Assignment:
Scan the records for "skipping" and copy each line that contains it.

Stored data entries
PR #4426, opened 2019-11-21
Fix lld::wasm::link() call for trunk LLVM

steven-johnson:


steven-johnson:
(Don't merge this just yet; I am now seeking a little more info on this from an LLVM engineer.)

PR #4427, opened 2019-11-22
Revert "Bugfix: Empty device buffer on corner case"

steven-johnson:
Reverts halide/Halide#4408 -- unfortunately, this can get us into a situation where a buffer can get both host-dirty and device-dirty bits set; I don't have the exact scenario but it involves complex `define_extern` usage that calls from CPU->Device or vice versa. For now we need to roll this back as it's breakage some obscure code.


steven-johnson:
After further review and assistance from Dillon, we want to keep this; see https://github.com/halide/Halide/issues/4431 for followup.

PR #4428, opened 2019-11-22
Improved generation of Pipeline features for extern functions

benoitsteiner:
Leverage the proxy (if any) to generate pipeline features for extern functions. There's still work to do to model the memory accesses, but we can already have a sense of how much computation is done by the black box (assuming that the proxy is accurate), which should help the auto-scheduler further down the road. Note that this PR doesn't address the generation of schedule features, which will be handled in a follow up PR.

### DIFF
--- a/apps/autoscheduler/CMakeLists.txt
+++ b/apps/autoscheduler/CMakeLists.txt
@@ -153,7 +153,7 @@ endif()
 
 add_executable(test_perfect_hash_map test_perfect_hash_map.cpp)
 
-add_executable(test_function_dag test_function_dag.cpp FunctionDAG.h FunctionDAG.cpp ASLog.h ASLog.cpp)
+add_executable(test_function_dag test_function_dag.cpp FunctionDAG.cpp ASLog.cpp)
 target_include_directories(
   test_function_dag
   PRIVATE "${HALIDE_INCLUDE_DIR}" "${HALIDE_TOOLS_DIR}")
--- a/apps/autoscheduler/CMakeLists.txt
+++ b/apps/autoscheduler/CMakeLists.txt
@@ -153,14 +153,14 @@ endif()
 
 add_executable(test_perfect_hash_map test_perfect_hash_map.cpp)
 
-add_executable(test_function_dag test_function_dag.cpp)
+add_executable(test_function_dag test_function_dag.cpp FunctionDAG.h FunctionDAG.cpp ASLog.h ASLog.cpp)
 target_include_directories(
   test_function_dag
   PRIVATE "${HALIDE_INCLUDE_DIR}" "${HALIDE_TOOLS_DIR}")
-target_link_libraries(test_apps_autoscheduler PRIVATE Halide)
-if (NOT WIN32)
-  target_link_libraries(test_apps_autoscheduler PRIVATE dl)
-endif()
+target_link_libraries(test_function_dag PRIVATE Halide)
+#if (NOT WIN32)
+#  target_link_libraries(test_function_dag PRIVATE dl)
+#endif()
 
 add_executable(weightsdir_to_weightsfile weightsdir_to_weightsfile.cpp
                Weights.cpp)
--- a/apps/autoscheduler/CMakeLists.txt
+++ b/apps/autoscheduler/CMakeLists.txt
@@ -153,5 +153,14 @@ endif()
 
 add_executable(test_perfect_hash_map test_perfect_hash_map.cpp)
 
+add_executable(test_function_dag test_function_dag.cpp)
+target_include_directories(
+  test_function_dag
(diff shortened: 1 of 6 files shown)


apps/autoscheduler/FunctionDAG.cpp
```diff
@@ -996,66 +996,83 @@ void FunctionDAG::featurize() {
...
-            for (auto v : def.values()) {
-                featurizer.visit_store_args(node.func.name(), v.type(), def.args());
-                v = common_subexpression_elimination(simplify(v));  // Get things into canonical form
-                v.accept(&featurizer);
-            }
-            for (auto v : def.args()) {
-                v = common_subexpression_elimination(simplify(v));  // Get things into canonical form
+            if (node.func.extern_definition_proxy_expr().get()) {
+                // Extern function call with a proxy implementation specified: generate the featurization from the proxy
+                Expr v = common_subexpression_elimination(simplify(node.func.extern_definition_proxy_expr()));  // Get things into canonical form
```
steven-johnson: Nit: this line seems awfully long.

apps/autoscheduler/Makefile
```diff
@@ -38,6 +38,10 @@ $(BIN)/test_perfect_hash_map: test_perfect_hash_map.cpp PerfectHashMap.h
 	@mkdir -p $(@D)
 	$(CXX) $(CXXFLAGS) $< -o $@
 
+$(BIN)/test_function_dag: test_function_dag.cpp FunctionDAG.h FunctionDAG.cpp ASLog.h ASLog.cpp
```
steven-johnson: don't forget to update the CMakeLists.txt too

apps/autoscheduler/test_function_dag.cpp
```diff
@@ -0,0 +1,86 @@
+#include "FunctionDAG.h"
+#include "Halide.h"
+#include <sstream>
+
+using namespace Halide;
+
+extern "C" int generateOutputVals(
```
steven-johnson: generate_output_vals

benoitsteiner: fixed.

apps/autoscheduler/FunctionDAG.cpp
benoitsteiner: For some reason clang-format won't improve the formatting. I manually split the code.

apps/autoscheduler/Makefile
benoitsteiner: Done

apps/autoscheduler/CMakeLists.txt
```diff
@@ -153,5 +153,14 @@ endif()
 
 add_executable(test_perfect_hash_map test_perfect_hash_map.cpp)
 
+add_executable(test_function_dag test_function_dag.cpp FunctionDAG.h FunctionDAG.cpp ASLog.h ASLog.cpp)
+target_include_directories(
+  test_function_dag
+  PRIVATE "${HALIDE_INCLUDE_DIR}" "${HALIDE_TOOLS_DIR}")
+target_link_libraries(test_function_dag PRIVATE Halide)
+#if (NOT WIN32)
```
steven-johnson: Either remove entirely or add comment about why it should stay commented out

steven-johnson:
In the future, may I suggest doing the clang-format step as a separate PR; it makes the meat of the real changes harder to review

apps/autoscheduler/CMakeLists.txt
benoitsteiner: I deleted the code.

benoitsteiner:
Understood. I'll refrain from using clang-format on code that doesn't already follow the formatting standard.

steven-johnson:
> Understood. I'll refrain from using clang-format on code that doesn't already follow the formatting standard.

Oh, please fix the formatting, just consider opening up a *separate* PR to do that with no other changes :-)

(I'm surprised we still have files that haven't been thru the formatter, but perhaps the giant formatting party didn't include apps/?)

apps/autoscheduler/Makefile
```diff
@@ -38,6 +38,10 @@ $(BIN)/test_perfect_hash_map: test_perfect_hash_map.cpp PerfectHashMap.h
...
+	@mkdir -p $(@D)
+	$(CXX) $(CXXFLAGS) $(USE_EXPORT_DYNAMIC) $^ -o $@ $(LDFLAGS) $(LIB_HALIDE) $(HALIDE_SYSTEM_LIBS)
```
steven-johnson: This should be `$(filter-out %.h,$^)` instead of `$^`

benoitsteiner: Thanks for the tip, done

PR #4429, opened 2019-11-22
FreeBSD support for halide

Martinfx:


Martinfx:
Hi @yurivict , do you have some idea ?

yurivict:
It still fails with the same way these patches.

yurivict:
What llvm version are you able to build with?
In my case it's llvm90 from ports that is used.

Martinfx:
@yurivict i am using 
```
-- Found LLVM 9.0.0
-- Using LLVMConfig.cmake in: /usr/local/llvm90/lib/cmake/llvm
-- Using llvm-as at /usr/local/llvm90/bin/llvm-as
-- Using llvm-nm at /usr/local/llvm90/bin/llvm-nm
-- Using clang at /usr/local/llvm90/bin/clang
-- Building Halide as a shared library
-- WARNINGS_AS_ERRORS enabled
-- Found OpenMP
-- Building tests enabled
-- Internal tests enabled
-- Building apps enabled
-- linear_algebra: No CBLAS header, skipping CBLAS tests
-- linear_algebra: Eigen3 Missing, skipping Eigen3 benchmarks
-- linear_algebra: No CBLAS header, skipping BLAS benchmarks
-- Building tutorials enabled
-- Building utils enabled
-- Configuring done
-- Generating done
-- Build files have been written to: /home/maxfx/Documents/Halide

```

yurivict:
I shared my version of the port here: https://people.freebsd.org/~yuri/halide.shar that fails.

Martinfx:
@yurivict if you disable in cmake test and apps and next stuff compilation is good without bugs.

yurivict:
@Martinfx I've updated the shar at the same link with the options but the build still fails with thee options disabled.

Martinfx:
@yurivict this changes you can try https://github.com/Martinfx/FreeBSD-Ports/commit/51de259c2a48bb4fff8ed7438736a526807ec78c

yurivict:
This version of the port still has the same build-time error:
> Internal Error at /usr/ports/lang/halide/work/Halide-de12425a/src/CodeGen_LLVM.cpp:610 triggered by user code at : Condition failed: semaphore_t_type: Did not find halide_semaphore_t in initial module
Child aborted

abadams:
If we merge support for FreeBSD, we're going to need to be clearer about how well tested things are here and what the level of support is. I don't think it's feasible for us to add FreeBSD build bots to the CI and the core devs wouldn't be able to fix things if they broke anyway, or be able to help people if problems arise. On the other hand, we also don't have android and ios build bots, but we do have substantial production use of those targets so we have confidence in those backends for that reason. I'm not sure what the QuRT situation is. It's possible Qualcomm tests that themselves. We should perhaps add a section to the readme somewhere describing what the testing and production usage story is for each CPU/GPU target. I'll ping some people for their thoughts @zvookin @steven-johnson @shoaibkamil @slomp @pranavb-ca. Maybe just a table showing which targets are tested on every PR and which have serious production usage?

yurivict:
Just being able to build it on FreeBSD would be a good first step.

steven-johnson:
It's a multifaceted problem... we should really try to add proper iOS + Android test coverage in the public buildbots too (though even basic coverage on our buildbots has been a problem recently), but they do get a lot of non-public testing elsewhere.

I'd be willing to accept changes that enable FreeBSD support, but with the caveat that they are likely to go untested on mainline buildbots anytime soon, thus breakage *will* occur sometimes. (This is probably better than trying to maintain patchsets, I'm guessing)

steven-johnson:
To add to Andrew's list of stuff-not-tested-enough(-or-at-all) is the WebAssembly backend. (I've had it on my TODO list for a while, but have been reluctant to add it to our buildbots until we get additional machines, as the Linux boxes are overtaxed as it is.)

pranavb-ca:
@abadams - Yes, we do have in-house QuRT testing (It has been down for a couple of reasons for a little bit but we are working on bringing our bot back up). FWIW, we recently added a line to the README saying Hexagon is supported only by the use LLVM trunk because there are no bots testing Halide with other LLVM branches.

Martinfx:
@abadams, @steven-johnson @pranavb-ca  Thank you for your response. I would like make first step how said @yurivict

yurivict:
Somehow, the type ```struct.halide_semaphore_t``` defined in src/runtime/HalideRuntime.h isn't found at https://github.com/halide/Halide/blob/master/src/CodeGen_LLVM.cpp#L626 on FreeBSD.

Martinfx:
Pull requestwith changes here: https://github.com/halide/Halide/pull/4955

PR #4722, opened 2020-03-16
Add simplifier rules for for/if combinations

abadams:
First, in the following:
```
if (extent > 0) { for (x = 0; x < extent; x++) {...}}

```
The if is redundant and can be removed.

Next, we can fold away `if (likely(true/false))` in the same way we fold
away `if (true/false)`

Finally, we used to transform:
```
for (x = 0; x < min(1, foo); x++)
```
to
```
if (0 < foo)
```
Because a for loop where the extent is at most one is just an if.

However, this is not a good mutation if done in a vectorized loop,
because a for loop with an extent that varies across the vector lanes is
considered a likely-if, and an all-true vectorized case is generated.
This doesn't happen for the regular if. So I just squashed this
transformation if we're inside a vector loop.

### DIFF
--- a/src/Simplify.cpp
+++ b/src/Simplify.cpp
@@ -14,7 +14,7 @@ using std::pair;
 using std::string;
 using std::vector;
 
-#if LOG_EXPR_MUTATIONS || LOG_STMT_MUTATIONS
+#if (LOG_EXPR_MUTATIONS || LOG_STMT_MUTATIONS)
 int Simplify::debug_indent = 0;
 #endif
 
--- a/src/Simplify_Internal.h
+++ b/src/Simplify_Internal.h
@@ -90,9 +90,12 @@ public:
         }
     };
 
-#if LOG_EXPR_MUTATIONS
+#if (LOG_EXPR_MUTATORIONS || LOG_STMT_MUTATIONS)
     static int debug_indent;
+#endif
 
+
+#if LOG_EXPR_MUTATIONS
     Expr mutate(const Expr &e, ExprInfo *b) {
         const std::string spaces(debug_indent, ' ');
         debug(1) << spaces << "Simplifying Expr: " << e << "\n";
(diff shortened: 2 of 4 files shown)


steven-johnson:
```
FAILED TEST: gpu_specialize
Internal Error at /home/halidenightly/build_bot/worker/linux-64-gcc53-testbranch-1000/halide/src/PartitionLoops.cpp:925 triggered by user code at : Unexpected construct inside if statement: if ((uint1)p1) {
 let f$1.s0.y.yi.base = min(g$1.s0.y.yi.base, (g$1.s0.y.yi.base + -2))
 let f$1.s0.x.xi.base = min(g$1.s0.x.xi.base, (g$1.s0.x.xi.base + -2))
 for (f$1.s0.y.yi, 0, 4) {
  for (f$1.s0.x.xi, 0, 4) {
   __shared[((((f$1.s0.y.yi + f$1.s0.y.yi.base) - (t163 + g$1.s0.y.yi.base))*t164) + ((f$1.s0.x.xi + f$1.s0.x.xi.base) - (t163 + g$1.s0.x.xi.base)))] = ((f$1.s0.x.xi + f$1.s0.x.xi.base) + (f$1.s0.y.yi + f$1.s0.y.yi.base))
  }
 }
} else {
 let f$1.s0.y.yi.base = min(g$1.s0.y.yi.base, (g$1.s0.y.yi.base + -6))
 let f$1.s0.x.xi.base = min(g$1.s0.x.xi.base, (g$1.s0.x.xi.base + -6))
 for (f$1.s0.y.yi, 0, 8) {
  for (f$1.s0.x.xi, 0, 8) {
   __shared[((((f$1.s0.y.yi + f$1.s0.y.yi.base) - (t163 + g$1.s0.y.yi.base))*t164) + ((f$1.s0.x.xi + f$1.s0.x.xi.base) - (t163 + g$1.s0.x.xi.base)))] = ((f$1.s0.x.xi + f$1.s0.x.xi.base) + (f$1.s0.y.yi + f$1.s0.y.yi.base))
  }
 }
}
```

PR #4730, opened 2020-03-16
Bump the minimum cmake vesion to 3.15.7

seanprime7:
ece4783c1a introduced a use of $<CXX_COMPILER_ID:compiler_ids> where
compiler_ids is a comma-separated list.
As $<CXX_COMPIER_ID:compiler_id> accepted only one compiier ID until
3.14, 3.15.x or higher is now required.

3.15.7 seems to be the latest documented 3.15 release.

### DIFF
--- a/CMakeLists.txt
+++ b/CMakeLists.txt
@@ -1,4 +1,4 @@
-cmake_minimum_required(VERSION 3.14)
+cmake_minimum_required(VERSION 3.15.7)
 project(Halide)
 
 set(CPACK_PACKAGE_VENDOR "Halide")


steven-johnson:
There's been a discussion about CMake version (some argue 3.14 is too new, some argue we should go all the way to 3.16). I'll defer to Alex here. (In the meantime, I'll see what version(s) our buildbots have installed.)

steven-johnson:
In the meantime, a quicker fix might be just to split that line into three lines instead (PR welcomed)

seanprime7:
Okay.. Then I will close this PR as you guys are already having a separate discussion on the cmake minimum version requirement.

I will create a new PR for what you suggested above.

alexreinking:
Ah, lovely... thanks for the catch. I didn't notice that in the documentation.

Answer area:
-- linear_algebra: No CBLAS header, skipping CBLAS tests
-- linear_algebra: Eigen3 Missing, skipping Eigen3 benchmarks
-- linear_algebra: No CBLAS header, skipping BLAS benchmarks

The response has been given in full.